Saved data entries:
PR #2192, opened 2020-04-10
Fix for Link in docs/Middleware

astorm:
I noticed these stray quotes broke this link when viewed [via the github user interface](https://github.com/fastify/fastify/blob/master/docs/Middleware.md).  This PR makes this one link behave as the others do in the doc. 

This is my first PR to this repo and I _think_ I'm doing it right, but if there's extra process or a different branch/repo I should be submitting this to please let me know. 

#### Checklist

### DIFF
--- a/docs/Middleware.md
+++ b/docs/Middleware.md
@@ -32,7 +32,7 @@ fastify.register(helmet)
 
 Remember that middleware can be encapsulated, this means that you can decide where your middleware should run by using `register` as explained in the [plugins guide](https://github.com/fastify/fastify/blob/master/docs/Plugins-Guide.md).
 
-Fastify middleware also do not expose the `send` method or other methods specific to the Fastify [Reply]('./Reply.md' "Reply") instance. This is because Fastify wraps the incoming `req` and `res` Node instances using the [Request](./Request.md "Request") and [Reply](./Reply.md "Reply") objects internally, but this is done after the middleware phase. If you need to create middleware, you have to use the Node `req` and `res` instances. Otherwise, you can use the `preHandler` hook which already has the [Request](./Request.md "Request") and [Reply](./Reply.md "Reply") Fastify instances. For more information, see [Hooks](./Hooks.md "Hooks").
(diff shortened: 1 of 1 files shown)


docs/Middleware.md
```diff
@@ -32,7 +32,7 @@ fastify.register(helmet)
...
+Fastify middleware also do not expose the `send` method or other methods specific to the Fastify [Reply](./Reply.md "Reply") instance. This is because Fastify wraps the incoming `req` and `res` Node instances using the [Request](./Request.md "Request") and [Reply](./Reply.md "Reply") objects internally, but this is done after the middleware phase. If you need to create middleware, you have to use the Node `req` and `res` instances. Otherwise, you can use the `preHandler` hook which already has the [Request](./Request.md "Request") and [Reply](./Reply.md "Reply") Fastify instances. For more information, see [Hooks](./Hooks.md "Hooks").
```
Eomm, line 35:
```suggestion
Fastify middleware also do not expose the `send` method or other methods specific to the Fastify [Reply](./Reply.md#reply) instance. This is because Fastify wraps the incoming `req` and `res` Node instances using the [Request](./Request.md#request) and [Reply](./Reply.md#reply) objects internally, but this is done after the middleware phase. If you need to create middleware, you have to use the Node `req` and `res` instances. Otherwise, you can use the `preHandler` hook which already has the [Request](./Request.md#request) and [Reply](./Reply.md#reply) Fastify instances. For more information, see [Hooks](./Hooks.md#hooks).
```

astorm: Thank you @Eomm -- if I'm reading what you're saying correctly, in addition to my removing the quotes from `('Reply.md' "Reply")` so its `(Reply.md "Reply")`, you'd also like to change all the links in this paragraph so they're anchor links while we're in here.  I'll accept that suggestion as soon as I hit comment, but if I'm misinterpreted what you've said/asked please let me know.

jsumners:
Those "stray quotes" are valid Markdown syntax for defining the link text -- https://www.markdownguide.org/basic-syntax#adding-titles

[foo bar](http://example.com "An Example")

^ hover your mouse on that link until the alt text pops up.

astorm:
That's good information to know, thank you @jsumners, I had wondered what those were for.  

However (and only to clarify my intent) the "stray quotes" I was referring to were the single quotes around the URL/URI portion of the link

    [Reply]('./Reply.md' "Reply")

which resulted in a malformed hyperlink.  

    https://github.com/fastify/fastify/blob/master/docs/'./Reply.md'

Work instructions ::
Some lines above may contain the string "Hooks". State how many of them the records have, and nothing more.

Written solution ::
3